Thomas E. Catanzaro, DVM, MHA, FACHE, Diplomate American College of Healthcare Executives
The strength of the human/animal bond has been well documented by publications of the Delta Society and its conferences and meetings. The role of animals to reduce stress and anxiety has been well accepted by healthcare providers, although the mechanisms are still debatable. The publications of CENSHARE at the University of Minnesota, The Pet Connection, and subsequent periodicals, laid to rest the early concerns of disease and damage that had been forewarned by those fearful of animals in healthcare facilities. For instance, in twelve months in 284 facilities in Minnesota, no disease was transmitted and only 19 minor mechanical injuries had occurred (scratches, chicken peck, tripped over leash, etc.). Even the injuries due to leash errors were in violation of the protocols that precluded patients from walking pets.

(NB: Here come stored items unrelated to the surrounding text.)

PR #429, opened 2018-02-15
Deduplicate immediate emails

gpeng:
Where a subscriber is subscribed to multiple lists that match a content change we are currently sending them multiple emails.

e.g

```
subscriber subscribes to "All publications"
same subscriber subscribes to "Publications from DfE"

DfE publishes a publication

subscriber receives two emails
```

~~We were using a query that returned `SubscriptionContent` objects that have nil email_id and then in a batch operation, creating `Email` objects for each and then building a SQL string from the returned email ids that updates the `SubscriptionContent` records in another single command.~~

~~This commit changes this to use a query that returns `Subscribers` and create one `Email` per `ContentChange` per subscriber. There is some complication as we then need to update all of the 
`SubscriptionContent` records with a single `Email#id`. This complexity seems unavoidable on account of us having to batch the processes to achieve the performance we need.~~

UPDATE: 17:15 19/2/2018 Totally reworked this based on discussions. 

We were using a query that returned `SubscriptionContent` objects that
have nil email_id and then in a batch operation, create `Email` objects
for each and then build a SQL from the returned email ids that updates
the `SubscriptionContent`records in another single command.

This commit changes this to use a query that returns `Subscribers` that
require an email and a separate query to return `SubscriptionContent`
grouped by `ContentChange`. These queries have been separated to avoid
loading all `Subscription` per `Subscriber` when trying to eager load
them. We then create one `Email` per `ContentChange`. There is some
further complication as we then need to update all of the `SubscriptionContent`
records with a single `Email#id`. This complexity seems unavoidable on account
of us having to batch the processes to achieve the performance we need.

To reduce the memory that is consumed during the process (hopefully, not tested yet but the existing implementation is struggling for RAM) this commit also introduces caching of the `ContentChange` objects. Previously we loaded a `ContentChange` on each `SubscriptionContent` when in reality
we are probably only dealing with a small number of them (or probably one).

This significantly changes the immediate email generation process so we'll need to load test again before merging.

[Trello](https://trello.com/c/bAiuj8JZ/601-de-duplicate-immediate-emails)

### DIFF
--- a/app/builders/immediate_email_builder.rb
+++ b/app/builders/immediate_email_builder.rb
@@ -1,6 +1,6 @@
 class ImmediateEmailBuilder
-  def initialize(subscription_content_changes)
-    @subscription_content_changes = subscription_content_changes
+  def initialize(recipients_and_content)
+    @recipients_and_content = recipients_and_content
   end
 
   def self.call(*args)
@@ -15,11 +15,15 @@ class ImmediateEmailBuilder
 
 private
 
-  attr_reader :subscription_content_changes
+  attr_reader :recipients_and_content
 
   def records
-    subscription_content_changes.map do |subscription_content_change|
-      single_email_record(subscription_content_change)
+    recipients_and_content.map do |recipient_and_content|
+      [
+        recipient_and_content.fetch(:address),
+        subject(recipient_and_content.fetch(:content_change)),
+        body(recipient_and_content.fetch(:content_change), recipient_and_content.fetch(:subscriptions))
+      ]
     end
   end
 
@@ -27,33 +31,20 @@ private
     %i(address subject body)
   end
 
-  def single_email_record(subscription_content_change)
-    content_change = subscription_content_change.fetch(:content_change)
-    subscription = subscription_content_change[:subscription]
-
-    subscriber = if subscription
-                   subscription.subscriber
-                 else
-                   subscription_content_change.fetch(:subscriber)
-                 end
-
-    [subscriber.address, subject(content_change), body(content_change, subscription)]
-  end
-
   def subject(content_change)
     "GOV.UK update - #{content_change.title}"
   end
 
-  def body(content_change, subscription)
-    if subscription
+  def body(content_change, subscriptions)
+    if Array(subscriptions).empty?
+      presented_content_change(content_change)
+    else
       <<~BODY
         #{presented_content_change(content_change)}
         ---
 
-        #{presented_unsubscribe_link(subscription)}
+        #{presented_unsubscribe_links(subscriptions)}
       BODY
-    else
-      presented_content_change(content_change)
     end
   end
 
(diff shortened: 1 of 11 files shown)


app/builders/immediate_email_builder.rb
```diff
@@ -15,56 +15,51 @@ def call
...
 
-  attr_reader :subscription_content_changes
+  attr_reader :params
 
   def records
-    subscription_content_changes.map do |subscription_content_change|
-      single_email_record(subscription_content_change)
+    params.map do |param|
+      [
+        param[:address],
```
thomasleese: I would use `.fetch` on these lines to ensure the key exists.

app/workers/immediate_email_generation_worker.rb
```diff
@@ -60,22 +70,43 @@ def queue_for_priority(priority)
...
+    #   content_change => [subscription_content]
+    # }
+    #
+    # which maps to one key per email created
+    #
+    subscribers.inject({}) do |params, subscriber|
+      params.merge!(
+        subscriber.unprocessed_subscription_contents.group_by(&:content_change)
+      )
+      params
```
thomasleese: I suspect you don't need this as the `merge!` will return the hash.

app/builders/immediate_email_builder.rb
gpeng: Fixed in c7acb34

app/workers/immediate_email_generation_worker.rb
gpeng: Fixed in c7acb34

app/queries/subscribers_for_immediate_email_query.rb
```diff
@@ -0,0 +1,10 @@
+class SubscribersForImmediateEmailQuery
+  def self.call
+    Subscriber
+      .joins(subscriptions: { subscription_contents: :content_change })
+      .includes(subscriptions: { unprocessed_subscription_contents: :content_change })
+      .where(subscriptions: { subscription_contents: { email_id: nil } })
+      .where.not(address: nil)
+      .distinct
```
kevindew: I had a play with my pointless query non-optimisation.

```
Subscriber.where(
  SubscriptionContent
    .joins(:subscription)
    .where(email_id: nil)
    .where("subscriptions.subscriber_id = subscribers.id")
    .exists
).count
```

app/queries/subscribers_for_immediate_email_query.rb
```diff
@@ -0,0 +1,13 @@
+class SubscribersForImmediateEmailQuery
+  def self.call
+    Subscriber
+      .where(
+        SubscriptionContent
```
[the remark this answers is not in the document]
gpeng: Fixed in 36f8551

app/builders/immediate_email_builder.rb
```diff
@@ -1,6 +1,6 @@
 class ImmediateEmailBuilder
-  def initialize(subscription_content_changes)
-    @subscription_content_changes = subscription_content_changes
+  def initialize(params)
```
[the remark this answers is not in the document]
gpeng: Fixed in da29f68

app/queries/unprocessed_subscription_contents_by_subscriber_query.rb
```diff
@@ -0,0 +1,45 @@
...
+
+    transform_results(subscription_contents)
+  end
+
+  private_class_method :new
+
+private
+
+  def transform_results(subscription_contents)
+    subscription_contents.inject({}) do |results, subscription_content|
```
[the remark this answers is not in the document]
gpeng: Fixed in c461b47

These same studies have alluded to better patient harmony and an improved staff attitude when animals are involved if the involvement was voluntary. In any apprehensive healthcare delivery situation, such as pediatric oncology, hospice, or geriatric nursing, forced involvement from healthcare providers causes negative responses. When the clinical expertise and animal interest is present with the healthcare providers, the patient care time often decreases due to the pets fulfilling the patient's need for caring interaction. Programs have been tailored to fit the facilities' needs and restrictions from pet visitation programs to a central facility location, to bedside visitation programs, to the in-room bonding program. While in-room boarding of patient pets increase, private room marketing success, human/companion animal bond programs have a far greater impact.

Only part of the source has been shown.